Your response should be the complete listing, returned exactly as written.

Exercise data:
== == ==

PR #829, opened 2024-07-01
Implement new form rule dialog

martha:
## Description

GH issue: https://github.com/open-path/Green-River/issues/6109

Here's a screenshot of the current pass:
Screenshot 2024-07-02 at 8 43 33 AM

It's not an exact match for the [designs](https://www.figma.com/board/axGI9vwmuBRC4uZ11ZJ3RP/Form-Builder-Workflow?node-id=0-1&t=O9bCOwTTmM3E1JTX-0), since some assumptions have changed since those were created:
- for v1, we are returning to the model where you can only edit one rule at once (for simplicity)
- we are removing the Project Applicability info from the dialog, since it is redundant
- some visual changes make this component more consistent with other usages elsewhere, like using an X instead of a trash icon for RemovableCard, and the modal width itself.

To discuss:
- [ ] Correct approach for restoring lost functionality for Service Type and Service Category and other variances based on Form Role: https://github.com/greenriver/hmis-frontend/pull/826/files#diff-263242b358a931201dbc10b01b439b9a544c1ec5bbc1cd611d00dfce7a30534dL134-L149
- [x] Should this reuse the existing `ProjectApplicabilitySummary` chip, which I just discovered 🤦‍♀️ ? Edit: Added a todo for a future cleanup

== == ==

Your response:
PR #829, opened 2024-07-01
Implement new form rule dialog

martha:
## Description

GH issue: https://github.com/open-path/Green-River/issues/6109

Here's a screenshot of the current pass:
Screenshot 2024-07-02 at 8 43 33 AM

It's not an exact match for the [designs](https://www.figma.com/board/axGI9vwmuBRC4uZ11ZJ3RP/Form-Builder-Workflow?node-id=0-1&t=O9bCOwTTmM3E1JTX-0), since some assumptions have changed since those were created:
- for v1, we are returning to the model where you can only edit one rule at once (for simplicity)
- we are removing the Project Applicability info from the dialog, since it is redundant
- some visual changes make this component more consistent with other usages elsewhere, like using an X instead of a trash icon for RemovableCard, and the modal width itself.

To discuss:
- [ ] Correct approach for restoring lost functionality for Service Type and Service Category and other variances based on Form Role: https://github.com/greenriver/hmis-frontend/pull/826/files#diff-263242b358a931201dbc10b01b439b9a544c1ec5bbc1cd611d00dfce7a30534dL134-L149
- [x] Should this reuse the existing `ProjectApplicabilitySummary` chip, which I just discovered 🤦‍♀️ ? Edit: Added a todo for a future cleanup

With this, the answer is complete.